Domestic Spying Is Irrelevant to Access & Privacy Pros—Or Is It?

When my children were young and they found intrigue in Hardy Boys books, I taught them how to do many things the old-fashioned way. How to tie shoelaces and not take the easy Velco route. How to spell and look up words in a dictionary. How to hold a pencil, write, and add a column of numbers. After all, I said, if they only know how to keyboard and rely on spell checkers, what will they do when the power goes out?

People around me insisted that digital communication was the only thing my children needed to learn because that’s the way of the future; but being a mother, the tough guy, I was unmoved. When the teachers didn’t teach these basic skills to my children, I did. Whether or not they now choose to use a particular skill misses the point. Like learning to drive manual shift cars and being able to choose to drive automatic, it is important that they have the option to choose how they record their thoughts — secure in the knowledge that the record they create is theirs alone unless and until they choose to share what they penned.

The options that my children have are not shared by most of their friends. Penmanship is now dismissed as a quaint relic of an earlier time before it was possible to use “the cloud”. Many educators have erased writing skills from the curriculum, and what was once a fundamental skill to facilitate communication has been replaced with keyboarding. Little wonder, then, that children are no longer taught to write in cursive script, how to hold a pencil (or fork) correctly, or even how to print the alphabet.

Children and adults are also not taught to consider that personal musings, family secrets or corporate confidences created and stored in “the cloud” might be on a computer server located in a jurisdiction where state access to all data is the norm. Nor are they taught to consider what assumptions interlopers scrutinizing personal and corporate information might make, or what will be the consequences when the secure storage facility is breached or infiltrated or sold. So it is also no wonder that so many Radio Shack customers are aghast at the prospect of their personal information being sold as part of the company’s bankruptcy proceedings, and sextortion victims are in a panic.

In an era when cloud storage and digital communication have been popularized as the norm, and millions of users have unquestioningly entrusted their thoughts, health and photos to cyberspace, some are now questioning the wisdom of choosing pragmatism over prudence. Among those weighing the cost of convenience are Canada’s access and privacy professionals who are responsible to ensure that their organization collect, use, disclose and safeguard personal information in a manner that complies with governing privacy and access legislation.

While cloud providers’ terms of service inevitably offer assurances that inspire trust for how well they will safeguard customers’ information, the language used in service agreements is seldom assessed for the long-term or unintended risks that it can invite. Website and vendor promises that privacy is a priority, or is respected, engender enough trust to justify looking no further. Besides, looking more closely could reveal gaps and risks that would make many people very uncomfortable (and human nature reminds us that it is less uncomfortable to simply avoid looking too closely).

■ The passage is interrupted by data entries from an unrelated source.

PR #1191, opened 2017-07-07
Add copyright analyzer

evildour:
I also had to remove the `Resources.resx` file. Since moving to the new style projects, it no longer re-generates the associated designer code file. Strings are now used inline in the analyzers.

Easiest to review commit-by-commit.


tools/Google.Cloud.Tools.Analyzers/MissingCopyrightNoticeAnalyzer.cs
```diff
@@ -0,0 +1,132 @@
...
+                        Rule,
+                        context.Tree.GetLocation(new TextSpan(0, 1))));
+            }
+        }
+
+        private static bool RequiredCopyrightIsMissing(SyntaxNode rootNode)
+        {
+            if (rootNode.FullSpan.Length == 0)
+            {
+                // Ignore empty files. Temporaries files for the build process are sometimes empty.
```
jskeet: Nit: Temporaries => Temporary

evildour:
Hmm, the analyzer seems to be finding issues on travis. Not really sure why. Perhaps newline issues.

tools/Google.Cloud.Tools.Analyzers/MissingCopyrightNoticeAnalyzer.cs
evildour: Done

evildour:
Nope, that didn't fix it. Also, the first error (in `Source/V1/SourceContext.File.cs`) is for a file generated by the protocol buffer compiler and that check just looks at the first comment line. It doesn't look at newlines. I'm going to add some temporary additional info into the error message so we can see what it's seeing.

evildour:
Actually, I was wrong, that file has the normal copyright, so it still could be a newline issue.

evildour:
Oh, I think I just realized what it is: the 2nd `Replace` call in `CreateCopyrightRegex` is looking for `\r\n`, but it won't find it.

evildour:
That seems to have worked. Apparently, in GoogleStackdriverAppender.cs, the newlines are '\r\n' on travis, but they are '\n' in all other files. Not a clue why that would be, but now the regex is robust enough to recognize either instead of just one or the other.

evildour:
8th time's a charm?

evildour:
Finally! Will wait for AppVeyor to catch up before merging.

PR #1194, opened 2017-07-07
Add analyzers to tests

evildour:
Recommended to review one commit at a time


jskeet:
I was briefly worried about async - but of course, that's a different checker. LGTM.

evildour:
Thanks. Yes, it's only the two I added. I actually thought the default parameter checker would be an issue so we'd need a ruleset file, but forgot that it restricts to same assembly calls only. But if/when we need it, it should be easy to add a common ruleset file that all tests point to which disables certain rules.

Rebased with latest changes. Will merge when green.

evildour:
Looks like the rate limiter test again. Going to merge.

PR #1200, opened 2017-07-10
Try to fix RateLimiterTest.CanTrace_StressTest Appveyor Failures.

iantalarico:
The test keeps failing by undercounting the number of traces that should be allowed.  Try to space out the time to allow for more wiggle room.

I'm still unable to repo a failure locally with the current code or this new change.


evildour:
LGTM. Have you tried using [Process.ProcessorAffinity](https://msdn.microsoft.com/en-us/library/system.diagnostics.process.processoraffinity(v=vs.110).aspx) to pin things to a single core while trying to reproduce it? It's possible it only happens in that case.

jskeet:
I've tried setting processor affinity and still failed to reproduce this. This change LGTM though.

iantalarico:
Thanks, if this doesn't work I'll put in a some timers and see if we can figure out where the time is going.

PR #1201, opened 2017-07-11
Move API metadata int Google.Cloud.Tools.Common

jskeet:
This will allow more tools to be written using the metadata.

(This is basically just a refactoring.)


jskeet:
Thanks! Had forgotten you'd got that PR waiting...

PR #1203, opened 2017-07-11
Upgrade to docfx 2.20

jskeet:
This fixes two issues that are important to us:

- The .manifest file is now stable and formatted, so changes wil
  be much easier to understand
- The bug around dependencies being pulled in automatically has
  been fixed

Quotes are now escaped in the YAML file, which seems to be harmless.
I've already pushed the new "dependencies" branch using 2.20.

### DIFF
--- a/appveyor.yml
+++ b/appveyor.yml
@@ -23,7 +23,7 @@ install:
   # Download and unpack docfx
   - mkdir docfx
   - cd docfx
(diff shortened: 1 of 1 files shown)


jskeet:
Waiting for AppVeyor this time, given that the change is only in AppVeyor configuration :)

PR #1204, opened 2017-07-11
Include direct package reference to Grpc.Core in some "other" project types

### LINKED ISSUE #1187: Add dependencies to Grpc.Core from more projects
Projects which are of type "other" in apis.json don't get the automatic Grpc.Core dependency. We should either do that automatically, or make sure we do it explicitly ourselves.

jskeet:
Fixes #1187.


jskeet:
Aargh, need to be a little smarter here. Will fix.

evildour:
Is this in a state where it can be reviewed?

jskeet:
Just tweaked whitespace a bit more. I could pull that into a separate commit if it would help - I just noticed the odd indentation and thought I'd fix that while I'm here.

I'd wait until this goes green on Travis, then review.

PR #1206, opened 2017-07-11
Remove the option to log exceptions straight to the error reporting API.

iantalarico:
The error reporting API has not gone GA yet so these libraries cannot GA with this option.

We do this by making the method to create an event target to report events to the stackdriver error reporting API internal.


iantalarico:
Well we still have the event targets just only for logging.  I'm happy to just rip out the ability to create an event target for error reporting and leave everything.

I still use the error reporting API here to format the messages as it was easier then formatting it manually.

If you are okay with it I'll revert most of this and just remove the error reporting option?

jskeet:
Will have a look in the morning, but I'm concerned if we're not removing the dependency - basically I don't want to go GA with an API that's V1Beta1, and I don't want a GA library to depend on a non-GA library. We may need to be creative with this...

iantalarico:
I think with this

iantalarico:
@jskeet friendly ping!

jskeet:
I'm confused as to what the plan is, to be honest. We can't plan to GA with a beta dependency. What exactly is the formatting here? Can we replace that code instead?

iantalarico:
I think I misunderstood your initial comment.  The initial commit ripped out all of the logic to send a event to the error reporting API.  The only reason we kept the dependency on the nuget package was to format the message to send to the logging API.  So not calling the API just using a data structure.  My thought was if it got deprecated we could just manually format the message?

In the second iteration I just removed the option to use the error reporting option but left all of the code if we ever want to turn it on. (this is the part I misunderstood).

jskeet:
I'd suggest:

- Ripping all code and the dependency out, formatting the message manually
- Leaving enough options so that if we want to add in the GA API later, we can do so in a non-breaking way.

iantalarico:
Closing this in favor of a new PR for simplicity,

PR #1208, opened 2017-07-11
switch to using the CI project

benwulfe:
once this is in, we can turn on the integration tests in CI.


jskeet:
Could we make this configurable via an environment variable, as it is for all the other integration tests?

benwulfe:
appveyor false negative.  merging...

benwulfe:
oh just saw your comment jon.  sure

PR #3505, opened 2019-09-18
Changes to Travis jobs and API regexes

jskeet:
We name the jobs explicitly now, which improves readability and
means it's simpler to add new ones.

### DIFF
--- a/build.sh
+++ b/build.sh
@@ -60,20 +60,35 @@ done
 # If no APIs were specified explicitly, build all of them (and tools on Windows)
 if [[ ${#apis[@]} -eq 0 ]]
 then
-  apis=(${tools} $(echo apis/Google.* | sed 's/apis\///g'))
+  apis=(${tools} $(find apis -mindepth 1 -maxdepth 1 -type d | sed 's/apis\///g'))
 fi
 
 # If we were given an API filter regex, apply it now.
 if [[ "$apiregex" != "" ]]
 then
   filteredapis=()
-  for api in ${apis[*]}
-  do
-    if [[ "$api" =~ $apiregex ]]
-    then
-      filteredapis+=($api)
-    fi
-  done
+  # This is a hack to allow ! to negate the regex.
+  # Bash regular expressions don't allow for lookahead, so this is the
+  # simplest way of doing it.
+  if [[ $apiregex == !* ]]
+  then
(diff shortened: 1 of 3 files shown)


jskeet:
Sample output (end of log):

```text
=====================
Changes detected
=====================
Checking Google.Cloud.Monitoring.V3 for changes
Major changes:
Class 'Google.Cloud.Monitoring.V3.UptimeCheckServiceClient'; method 'System.Threading.Tasks.Task<Google.Cloud.Monitoring.V3.UptimeCheckServiceClient> CreateAsync(Google.Api.Gax.Grpc.ServiceEndpoint endpoint = null, Google.Cloud.Monitoring.V3.UptimeCheckServiceSettings settings = null)' removed.
Diff level: Major
---------------------
Checking Google.Cloud.Storage.V1 for changes
Minor changes:
Class 'Google.Cloud.Storage.V1.NewClass' added.
Diff level: Minor
---------------------
Checking Google.Cloud.TextToSpeech.V1 for changes
Diff level: Identical
---------------------
Google.Cloud.VideoIntelligence.V1 was deleted
---------------------
SomeNewApi is new
---------------------
The command "./travis-changes.sh" exited with 0.
Done. Your build exited with 0.
```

Users who do look closely at the language of some agreements realize that the service provider may expose all data, including sensitive and personal information, in accordance with “laws that govern” data use and disclosure. Many optimistic and trusting folk take that to mean that data would only be offered up in circumstances that they would consider to be important, reasonable, and valid. And that view points to a key feature of why vague privacy provisions of most agreements are so readily accepted: Nature and nurture encourage us to expect the best in people, so why would anyone question such thoughtfully worded assurances?

From a risk perspective, it is important to recognize that the language of service agreements is often intentionally vague. Since it is impossible to anticipate all possible eventualities, a certain amount of latitude is vital to ensure service providers are not hamstrung. On the other hand, though, such vague language can be interpreted to permit the release personal information, without consent, in response to “requests” made pursuant to “laws”. As Canadians might recall from Bill C-30 (infamously popularized as a result of MP Vic Toews’ remark that we “can either stand with [the government] or with the child pornographers”) and Nova Scotia’s anti-cyberbullying law that makes bullies of us all, such vague language can be problematic and open to both interpretation and application that can be inconsistent and incorrect.

The vagueness of many American, European and Canadian laws has substantiated concerns that email and phone calls are being scrutinized, mail is being routinely scanned, and Canadians’ information is being secretly shared by governments and government agencies — all the stuff that not long ago was routinely dismissed as the ravings of conspiracy theorists.

The international information sharing mechanisms in place between Canada and other nations also means that sensitive, confidential, or personal information can often be disclosed without notice to the affected individuals. And that leaves privacy and access professionals in a quandary: How can you respond fully to an access-to-information request when you don’t know if information has been released to third parties? And how can you honestly say that your organization is safeguarding personal information and only releasing it in accordance with the provisions of governing privacy and access law — when the data might be part of the wider information dragnet, being passed around the same way that teenage boys not that long ago used to share the latest copy of Playboy?